BLOG. Como você se descobriu escritor?

A.F. Minha mãe sempre lia muito; não só isso, ela lia e comentava suas leituras, os personagens, e especialmente a interpretação que ela fazia das histórias. Para além da leitura, ela gostava de contar para mim e para as minhas duas irmãs menores as histórias das aventuras e desventuras dos nossos antepassados. Meu avô, seu pai, por exemplo, contava para mim muitas histórias do tempo em que ele foi “pracinha”, lutou na Campanha da Itália, e isso tudo ele contava para a minha mãe e para as minhas tias, também. Minha avó paterna, por outro lado, muito religiosa, fazia o mesmo, só que com os textos bíblicos, ressaltando sempre que havia uma mensagem importante por detrás das Sagradas Escrituras, a qual devia ser compreendida.
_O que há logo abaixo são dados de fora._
PR #11617, opened 2022-11-01
VReplication: Avoid gap lock contention for parallel insert workers

mattlord:
## Checklist


mattlord:
Closing this for now as InnoDB should only be using [insert intention locks](https://dev.mysql.com/doc/refman/8.0/en/innodb-locking.html#innodb-insert-intention-locks) for the INSERTs we do in the workers. I don't think we'll have locking issues with the copy_state queries either but we can re-open this later if it seems worthwhile.

PR #11622, opened 2022-11-02
Move horizon planning to operators

frouioui:
## Description
A refactoring that introduces a Horizon as a logical operator.

During query planning, we start by figuring out where we are going to send the queries. This is done by inspecting the `FROM` & `WHERE` clauses. 

A horizon is what we call in the planner the stuff that is outside the `FROM ... WHERE` clause. If we are able to send the whole query to a single shard, we don't do much more planning - we simply add the rest of the clauses (projections, ordering, limit, aggregation and more) to the query and we are done.

If we can't delegate everything to MySQL, we do more planning, and this is what we call horizon planning.

This change moves the horizon into the operator tree, instead of having special handling of derived tables, unions and subqueries.

## Related Issue(s)
#11626

## Checklist


go/vt/vtgate/planbuilder/operators/apply_join.go
```diff
@@ -68,7 +68,7 @@ func NewApplyJoin(lhs, rhs Operator, predicate sqlparser.Expr, leftOuterJoin boo
 func (a *ApplyJoin) IPhysical() {}
 
 // Clone implements the Operator interface
-func (a *ApplyJoin) Clone(inputs []Operator) Operator {
+func (a *ApplyJoin) clone(inputs []Operator) Operator {
```
frouioui, line 71: nit: we can also change the comment `Clone` -> `clone`

go/vt/vtgate/planbuilder/operators/horizon_planning.go
```diff
@@ -0,0 +1,55 @@
...
+
+func planHorizon(ctx *plancontext.PlanningContext, in *Horizon) (Operator, error) {
+	rb, isRoute := in.Source.(*Route)
+	if isRoute && rb.IsSingleShard() {
+		return planSingleShardRoute(in.Select, rb, in)
+	}
+
+	return nil, errNotHorizonPlanned
+}
+func planSingleShardRoute(statement sqlparser.SelectStatement, rb *Route, horizon *Horizon) (Operator, error) {
```
frouioui, line 53: nit: new line :)

go/vt/vtgate/planbuilder/operators/horizon.go
```diff
@@ -0,0 +1,57 @@
...
+*/
+
+package operators
+
+import (
+	"vitess.io/vitess/go/vt/sqlparser"
+	"vitess.io/vitess/go/vt/vtgate/planbuilder/plancontext"
+)
+
+// Horizon is an operator we use until we decide how to handle the source to the horizon.
```
frouioui, line 24: I am not sure I fully understand this. We add the `Horizon` operator into the tree until we have decided how the rest of the tree will do horizon planning?

frouioui: Looking at the operator test data, it feels like it encapsulates each node in the tree.

go/vt/vtgate/planbuilder/operators/operator.go
```diff
@@ -14,13 +14,31 @@ See the License for the specific language governing permissions and
 limitations under the License.
 */
 
+// Package operators contains the operators used to plan queries.
+/*
+The operators go through a few phases while planning:
+1. Logical
```
frouioui, line 20: That's a nice write up

go/vt/vtgate/planbuilder/operators/horizon.go
systay: Yes. We need to do the physical route planning before we do the horizon planning

go/vt/vtgate/planbuilder/operators/operator.go
systay: I'll add info about horizons in the op tree as well

frouioui (commented):
LGTM, can't approve as this is my PR.

frouioui:
We should update the Pull Request description.

GuptaManan100 (approved):
I like the changes!

PR #11631, opened 2022-11-03
normalize more expressions

systay:
## Description
We were not auto-parameterizing literal values on the `ORDER BY` and `GROUP BY`.

This is because literals can have special meaning when used in these clauses.

For example:

```sql
select name from user order by 1
```

In the query above, `1` does not mean the integer value 1, instead it refers to the first column returned.
On the other hand, in the following query `1` really means integer 1.

```sql
select name from user order by age + 1
```

This PR changes the normalizer to change literals in ORDER BY/GROUP BY as long as they are not directly following the clause.

## Checklist

### DIFF
--- a/go/vt/sqlparser/normalizer_test.go
+++ b/go/vt/sqlparser/normalizer_test.go
@@ -185,7 +185,7 @@ func TestNormalize(t *testing.T) {
 		outstmt: "select a, b from t group by 1",
 		outbv:   map[string]*querypb.BindVariable{},
 	}, {
-		// ORDER BY column_position
+		// ORDER BY with literal inside complex expression
 		in:      "select a, b from t order by field(a,1,2,3) asc",
 		outstmt: "select a, b from t order by field(a, :bv1, :bv2, :bv3) asc",
 		outbv: map[string]*querypb.BindVariable{
--- a/go/vt/sqlparser/normalizer_test.go
+++ b/go/vt/sqlparser/normalizer_test.go
@@ -180,6 +180,15 @@ func TestNormalize(t *testing.T) {
 		outstmt: "select a, b from t order by 1 asc",
 		outbv:   map[string]*querypb.BindVariable{},
 	}, {
+		// ORDER BY column_position
+		in:      "select a, b from t order by field(a,1,2,3) asc",
+		outstmt: "select a, b from t order by field(a, :bv1, :bv2, :bv3) asc",
+		outbv: map[string]*querypb.BindVariable{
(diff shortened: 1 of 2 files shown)


go/vt/sqlparser/normalizer_test.go
```diff
@@ -179,6 +179,20 @@ func TestNormalize(t *testing.T) {
 		in:      "select a, b from t order by 1 asc",
 		outstmt: "select a, b from t order by 1 asc",
 		outbv:   map[string]*querypb.BindVariable{},
+	}, {
+		// GROUP BY column_position
+		in:      "select a, b from t group by 1",
+		outstmt: "select a, b from t group by 1",
+		outbv:   map[string]*querypb.BindVariable{},
+	}, {
+		// ORDER BY column_position
```
dbussink, line 188: I think this comment is not correct?

go/vt/sqlparser/normalizer_test.go
```diff
@@ -228,6 +242,13 @@ func TestNormalize(t *testing.T) {
 		outbv: map[string]*querypb.BindVariable{
 			"bv1": sqltypes.TestBindVariable([]any{1, "2"}),
 		},
+	}, {
+		// EXPLAIN queries
```
dbussink, line 246: Did this case already work correctly and is this just to add test coverage?

go/vt/sqlparser/normalizer_test.go
```diff
@@ -282,6 +303,14 @@ func TestNormalize(t *testing.T) {
 		outbv: map[string]*querypb.BindVariable{
 			"bv1": sqltypes.ValueBindVariable(sqltypes.MakeTrusted(sqltypes.Datetime, []byte("2022-08-06 17:05:12"))),
 		},
+	}, {
+		// TimestampVal should also be normalized
```
dbussink, line 307: Similar here, to ensure additional test coverage?

dbussink (approved):
A small comment nit and some questions, but nothing blocking.

go/vt/sqlparser/normalizer_test.go
systay: Yep

go/vt/sqlparser/normalizer_test.go
systay: Correct

go/vt/sqlparser/normalizer_test.go
systay: you are correct that the comment is incorrect

PR #11653, opened 2022-11-07
Fix `OR 1=0` causing queries to scatter

### LINKED ISSUE #11658: Feature Request: Fix `OR 1=0` causing queries to scatter
### Feature Description

Currently, adding the `OR 1=0` conditional to a _simple_ query always causes it to _scatter_, even though the expression is completely redundant.

The feature request is for an optimisation that detects and removes such expressions, so that they don't cause the query to _scatter_ unnecessarily.

### Use Case(s)

ActiveRecord, Ruby on Rails' ORM, translates the following ruby code
```ruby
Things.where(id: [])
```

into the following SQL:
```sql
SELECT * FROM things WHERE 1=0
```

So if the expression is _or_'d in ruby:
```ruby
Things.where(id: []).or(Things.where(id: 1))
```

we end up with
```SQL
SELECT * FROM things WHERE (1=0 OR id=1)
```

pudiva:
## Description

Prevents some meaningless conditionals such as `OR 1=0` from causing queries to scatter.

## Related Issue(s)

* closes #11658

## Checklist

### DIFF
--- a/go/vt/vtgate/planbuilder/operators/route_planning.go
+++ b/go/vt/vtgate/planbuilder/operators/route_planning.go
@@ -337,57 +337,6 @@ func tryRewriteOrToIn(expr sqlparser.Expr) sqlparser.Expr {
 	return nil
 }
 
-func tryRewriteOrFalse(expr sqlparser.Expr) sqlparser.Expr {
-	rewrote := false
-	newPred := sqlparser.Rewrite(sqlparser.CloneExpr(expr), func(cursor *sqlparser.Cursor) bool {
-		_, ok := cursor.Node().(*sqlparser.OrExpr)
-		return ok
-	}, func(cursor *sqlparser.Cursor) bool {
-		// we are looking for the pattern WHERE c = 1 OR 1 = 0
-		switch or := cursor.Node().(type) {
-		case *sqlparser.OrExpr:
-			isFalse := func(subExpr sqlparser.Expr) bool {
-				cmp, ok := subExpr.(*sqlparser.ComparisonExpr)
-				if !ok {
-					return false
-				}
-
-				left, ok := cmp.Left.(*sqlparser.Literal)
-				if !ok {
-					return false
-				}
-
-				right, ok := cmp.Right.(*sqlparser.Literal)
-				if !ok {
-					return false
-				}
-
-				switch cmp.Operator {
-				case sqlparser.EqualOp:
-					if left.Val != right.Val {
-						return true
-					}
-				}
-
-				return false
-			}
-
-			if isFalse(or.Left) {
-				rewrote = true
-				cursor.Replace(or.Right)
-			} else if isFalse(or.Right) {
-				rewrote = true
-				cursor.Replace(or.Left)
-			}
-		}
-		return true
-	})
-	if rewrote {
-		return newPred.(sqlparser.Expr)
-	}
-	return nil
-}
-
 func createInfSchemaRoute(ctx *plancontext.PlanningContext, table *QueryTable) (*Route, error) {
 	ks, err := ctx.VSchema.AnyKeyspace()
 	if err != nil {
--- a/go/vt/vtgate/planbuilder/operators/route_planning.go
+++ b/go/vt/vtgate/planbuilder/operators/route_planning.go
@@ -337,6 +337,57 @@ func tryRewriteOrToIn(expr sqlparser.Expr) sqlparser.Expr {
 	return nil
 }
 
+func tryRewriteOrFalse(expr sqlparser.Expr) sqlparser.Expr {
+	rewrote := false
+	newPred := sqlparser.Rewrite(sqlparser.CloneExpr(expr), func(cursor *sqlparser.Cursor) bool {
+		_, ok := cursor.Node().(*sqlparser.OrExpr)
+		return ok
+	}, func(cursor *sqlparser.Cursor) bool {
+		// we are looking for the pattern WHERE c = 1 OR 1 = 0
+		switch or := cursor.Node().(type) {
+		case *sqlparser.OrExpr:
+			isFalse := func(subExpr sqlparser.Expr) bool {
+				cmp, ok := subExpr.(*sqlparser.ComparisonExpr)
+				if !ok {
+					return false
+				}
+
+				left, ok := cmp.Left.(*sqlparser.Literal)
+				if !ok {
+					return false
+				}
+
+				right, ok := cmp.Right.(*sqlparser.Literal)
+				if !ok {
+					return false
+				}
+
+				switch cmp.Operator {
+				case sqlparser.EqualOp:
+					if left.Val != right.Val {
+						return true
+					}
+				}
+
+				return false
+			}
+
+			if isFalse(or.Left) {
+				rewrote = true
+				cursor.Replace(or.Right)
+			} else if isFalse(or.Right) {
+				rewrote = true
+				cursor.Replace(or.Left)
+			}
+		}
+		return true
+	})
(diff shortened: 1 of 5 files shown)


pudiva:
☝️ @arthurschreiber

go/vt/vtgate/planbuilder/operators/route_planning.go
```diff
@@ -333,6 +333,57 @@ func tryRewriteOrToIn(expr sqlparser.Expr) sqlparser.Expr {
...
+				if !ok {
+					return false
+				}
+
+				switch cmp.Operator {
+				case sqlparser.EqualOp:
+					if left.Val != right.Val {
+						return true
+					}
+				}
```
frouioui, line 366: I think perhaps we should use the evalengine's Evaluate method to evaluate more comparisons. That way we would be able to support more than just equalities.

WDYT @systay

frouioui (approved):
Hello @pudiva, thank you for your contribution! Your Pull Request looks good to me. We do require PR authors to open an issue that documents enhancements:
```
New features should have a link to a feature request issue or an RFC that documents the use cases, corner cases and test cases.
```
Can you create issue and link it to your Pull Request please?

go/vt/vtgate/planbuilder/operators/route_planning.go
pudiva: @frouioui yes I was hoping someone would say that! Can you point me to where this method is defined?

frouioui: For sure. First you'll want to use `evalengine.Translate` to translate the `sqlparser.Expr` into an evalengine expression. Then, you'll need to create and envalengine environment using `evalengine.EmptyExpressionEnv()`, and finally call the `Evaluate` method on your environment with the comparison expression.

It gives us the following snippet:

```go
func TestEvalEngineCmp(t *testing.T) {
	predicate := &sqlparser.ComparisonExpr{
		Operator: sqlparser.EqualOp,
		Left:     sqlparser.NewIntLiteral("1"),
		Right:    sqlparser.NewIntLiteral("1"),
	}

	pred, err := evalengine.Translate(predicate, &dummyTranslator{})
	require.NoError(t, err)

	env := evalengine.EmptyExpressionEnv()
	res, err := env.Evaluate(pred)
	require.NoError(t, err)

	t.Log(res.String()) // will print "INT64(1)"
}
```

Note that you will need to `Translate` the predicate using the semantic table that is available in the planning context.

pudiva:
Created feature request issue
* #11658

go/vt/vtgate/planbuilder/operators/route_planning.go
pudiva: Okay I found `Evaluate()` but I'm not sure how I can use it with a `sqlparser.Expr`... trying to find out how ~ help is welcome. 🙂

frouioui: @pudiva, can you see this comment: https://github.com/vitessio/vitess/pull/11653#discussion_r1015720711? I am happy to explain again otherwise 😃

pudiva: sorry your comments didn't show up here! 👀

frouioui: No worries! Let me know if I am missing something in the original response for your problem

systay:
Hi @pudiva!

I think this is a great idea, but I'd like to do it slightly differently. 
We should do this as early as possible - why not do this in the `earlyRewriter.go` instead of doing it only after we ended up in a scatter?

Also, there is one important issue to overcome - most queries are normalized, which means that literals are replaced with bindvar arguments. This works fine in our planner tests, because we have turned off normalization for these tests.

I have a few ideas on how we could solve it, but I'd love to hear your take on it.

frouioui (commented):
The new code looks good to me @pudiva

pudiva:
> The new code looks good to me @pudiva

Thank you @frouioui! What do you think about that normalisation that @systay mentioned?

pudiva:
Ohhh btw I'm wrapping up the `evalengine.Evaluate()` thing. Should push soon. 🙂

frouioui:
Since normalisation happens after early rewriting, I don't think we need to worry about this at the moment. The query we normalise will be the product of the early rewriting and other early planning steps. So if we change `OR`s in the query the normaliser will not care.

@systay and I had a discussion earlier today about [constant folding](https://en.wikipedia.org/wiki/Constant_folding), we would like, in a future PR, to take what you've done to a higher and more global level. Meaning that everything that can be simplified should be simplified as early as possible during planning. For instance `1+1+1` should become `3`, `x OR 1 = 0` should become `x`, etc. We are still in the process or figuring out how to achieve this properly in the early rewriter.

systay (approved):

systay:
> Oh yes, one more thing: would it be possible to backport this to v15?

No, I wouldn't think so. This is not a bug fix per se, and we only backport bugfixes. It's so easy to accidentally introduce new bugs when doing seemingly innocent improvements, that we have that as policy.

Thank you for the time spent on this, and welcome, brave new Vitess contributor! :)

GuptaManan100 (approved):

harshit-gangal (approved):

harshit-gangal:
can you rebase from mail, some CI checks are not running

pudiva:
Rebased from main ✨

pudiva:
One of the checks is failing with this:

```
2022-11-11T15:28:41.6677115Z     onlineddl_revert_test.go:890: 
2022-11-11T15:28:41.6677513Z         	Error Trace:	onlineddl_revert_test.go:890
2022-11-11T15:28:41.6678105Z         	            				onlineddl_revert_test.go:363
2022-11-11T15:28:41.6679192Z         	Error:      	"CREATE ALGORITHM=UNDEFINED DEFINER=`vt_dba`@`localhost` SQL SECURITY DEFINER VIEW `view_test` AS select 'success_create' AS `msg` from `view_base_table_test`" does not contain "success_replace"
2022-11-11T15:28:41.6679823Z         	Test:       	TestSchemaChange/revert_ALTER_VIEW_where_view_exists
```

Do you think it has anything to do with my patch? I doesn't seem to me...

harshit-gangal:
CI is sometimes a pain, can you push an empty commit to run the queued CI checks?

frouioui:
@pudiva, the `Static Code Checks, Etc. / Static Code Checks Etc (pull_request)` workflow is failing during the `go mod tidy` sub-test. Can you run `go mod tidy` and push the changes? This will make the test go green.

https://github.com/vitessio/vitess/actions/runs/3463419368/jobs/5783625186#step:23:47

pudiva:
> Can you run `go mod tidy` and push the changes?

@frouioui just run `go mod tidy`? I ran it but it produced no changes.

frouioui:
> > Can you run `go mod tidy` and push the changes?
> 
> @frouioui just run `go mod tidy`? I ran it but it produced no changes.

I just saw that @pudiva. After I merged `main` into your branch locally and ran `go mod tidy` it produced a change. Let's try to update your branch with the latest changes on `main` and then update `go.sum` by running `go mod tidy`

frouioui:
I believe the commit that is used by the CI is a merge commit of your branch + `vitessio:main`

pudiva:
Okay I'll rebase and push then

frouioui:
> Okay I'll rebase and push then

I think you might still need to run `go mod tidy` before pushing 😃

pudiva:
finally!!1 ✨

Quando meu avô morreu – eu tinha dez anos de idade – minha mãe começou a escrever as histórias da família num caderninho: meu esforço, menino, em imitá-la, creio que tenha sido o primeiro passo para essa descoberta. Já na escola, tive professores de Língua Portuguesa que me incentivaram bastante – e faço questão de mencionar aqui o Prof. Claudemir, que foi, além de tudo, o primeiro a me chamar de “Assis” e não de “Daniel” quando fiz a quinta série. Eu procurava, naquela época, conciliar uma história – fosse proposta pelos exercícios de redação ou mesmo “inventada” – com aquele princípio para o qual a minha avó tinha me chamado a atenção: de que há alguma coisa a mais em todo enredo – e, por que não?, em toda ação humana, também. Creio que os elogios que tive da parte de meus coleguinhas de escola e o incentivo que os professores me deram tenham sido um segundo passo para essa descoberta. O terceiro passo, este, então, conclusivo, foi quando comecei a participar de concursos literários – aliás, não só participar, mas também ser, ou não ser, premiado. Isso foi há uns quinze anos. De lá para cá, resolvi investir nesse caminho.

 

BLOG. Quais são os autores que marcaram sua vida?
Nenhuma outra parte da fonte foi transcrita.